To do
Search the material for the string "profileEnv", then return every line where it is found.

____

PR #202, opened 2021-01-13
Force use of runc, since we know we're privileged, and customize our seccomp filter

nalind:
* Force OCI isolation using runc instead of whatever we're configured for by the build controller (currently, usually chroot) to get control group settings that chroot isolation doesn't implement.
* Replace the default seccomp filter with one based on Fedora 33's, but with mount and umount disabled even for RUN instructions that run as root.

### DIFF
--- a/pkg/build/builder/daemonless.go
+++ b/pkg/build/builder/daemonless.go
@@ -259,6 +259,10 @@ func buildDaemonlessImage(sc types.SystemContext, store storage.Store, isolation
 		transientMounts = append(transientMounts, "/run/secrets:/run/secrets:ro,nodev,noexec,nosuid")
 	}
 
+	// Use a profile provided in the image instead of the default provided
+	// in runtime-tools's generator logic.
+	seccompProfilePath := "/usr/share/containers/seccomp.json"
+
 	options := imagebuildah.BuildOptions{
 		ContextDirectory: contextDir,
 		PullPolicy:       pullPolicy,
@@ -275,11 +279,12 @@ func buildDaemonlessImage(sc types.SystemContext, store storage.Store, isolation
 			{Name: string(specs.NetworkNamespace), Host: true},
 		},
 		CommonBuildOpts: &buildah.CommonBuildOptions{
-			HTTPProxy:    true,
-			Memory:       opts.Memory,
-			MemorySwap:   opts.Memswap,
-			CgroupParent: opts.CgroupParent,
-			Ulimit:       daemonlessProcessLimits(),
+			HTTPProxy:          true,
+			Memory:             opts.Memory,
+			MemorySwap:         opts.Memswap,
+			CgroupParent:       opts.CgroupParent,
+			Ulimit:             daemonlessProcessLimits(),
+			SeccompProfilePath: seccompProfilePath,
 		},
 		Layers:                  layers,
 		NoCache:                 opts.NoCache,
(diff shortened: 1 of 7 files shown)


gabemontero:
fwiw all the actual build related tests in https://prow.ci.openshift.org/view/gs/origin-ci-test/pr-logs/pull/openshift_builder/202/pull-ci-openshift-builder-master-e2e-aws-builds/1349410553700814848 passed

at first blush the items that failed were unrelated to this PR

/retest

gabemontero:
the image-eco failure is a known item ... scl team sufficiently changed the usage message on their images to break on of our tests ... the tests need to be updated (their change seems fair to me)

gabemontero:
clean e2e-aws and e2e-aws-builds @nalind !

pkg/build/builder/daemonless.go
```diff
@@ -555,6 +561,9 @@ func GetDaemonlessClient(systemContext types.SystemContext, store storage.Store,
 		return nil, fmt.Errorf("unrecognized BUILD_ISOLATION setting %q", strings.ToLower(isolationSpec))
 	}
 
+	isolation = buildah.IsolationOCI
```
gabemontero, line 564: Nalin did this for convenience but you can also force this by setting the `BUILD_ISOLATION` env var on the build

gabemontero:
image eco should be fixed

/retest

/hold

pkg/build/builder/daemonless.go
gabemontero, line 564: Ok @nalind  I think we should tweak this slightly to where we supply a default of `IsolationOCI` but cans still override it vai the `BUILD_ISOLATION` env var (in case say there are performance implications for using `IsolationOCI` vs. `IsolationChroot`)

As such, the case statement above here at https://github.com/openshift/builder/blob/master/pkg/build/builder/daemonless.go#L555 should change the default case to simply pick OCI vs. returning an error

Then, after this merges.  We can craft an OCM PR where we remove the setting of `BUILD_ISOLATION` to chroot at https://github.com/openshift/openshift-controller-manager/blob/master/pkg/build/controller/strategy/util.go#L457 and https://github.com/openshift/openshift-controller-manager/blob/master/pkg/build/controller/strategy/util.go#L491

thoughts @nalind @bparees ?

pkg/build/builder/daemonless.go
```diff
@@ -259,6 +259,11 @@ func buildDaemonlessImage(sc types.SystemContext, store storage.Store, isolation
 		transientMounts = append(transientMounts, "/run/secrets:/run/secrets:ro,nodev,noexec,nosuid")
 	}
 
+	seccompProfilePath := "/usr/share/containers/seccomp.json"
+	if profileEnv, ok := os.LookupEnv("BUILD_SECCOMP_PROFILE"); ok {
+		seccompProfilePath = profileEnv
+	}
+
```
gabemontero, line 266: @nalind per my comment on how to default, would this change to add teh seccomp only be done if we were OCI isolation ?

gabemontero (changes requested):
I think we should go with defaulting but still being configurable ... see details below

gabemontero:
removing hold .... we'll sort out my comments via normal PR review 

/hold cancel

pkg/build/builder/daemonless.go
nalind: Having OCM change what it tells the builder image to use is the more technically correct way to do this, since we've been providing that particular control knob for some time.  Forcing it here was also about flushing out possible breakage for that case, but all things being equal I'd prefer to let OCM continue to make that decision.

pkg/build/builder/daemonless.go
nalind: The seccomp filter is also applied when using chroot isolation.  The magic value "unconfined" is recognized as instructing us to not add a filter.

gabemontero: turns out `BUILD_SECCOMP_PROFILE` is not an env var in the approved list at https://github.com/openshift/api/blob/master/build/v1/consts.go#L169

similar to the removing the case statement on the isolation, let remove the if check and just set seccompProfilePath to the default location.

gabemontero (changes requested):
One more change I believe is needed @nalind 

once you do that, go ahead and squash the commits and I'll assign to @bparees for final approval / merge (I'm not an approver in the OWNERS file so I cannot do it).

pkg/build/builder/daemonless.go
nalind: Changed it.

gabemontero:
/lgtm

/assign @bparees 

for adding approve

____

Your solution
+	if profileEnv, ok := os.LookupEnv("BUILD_SECCOMP_PROFILE"); ok {
+		seccompProfilePath = profileEnv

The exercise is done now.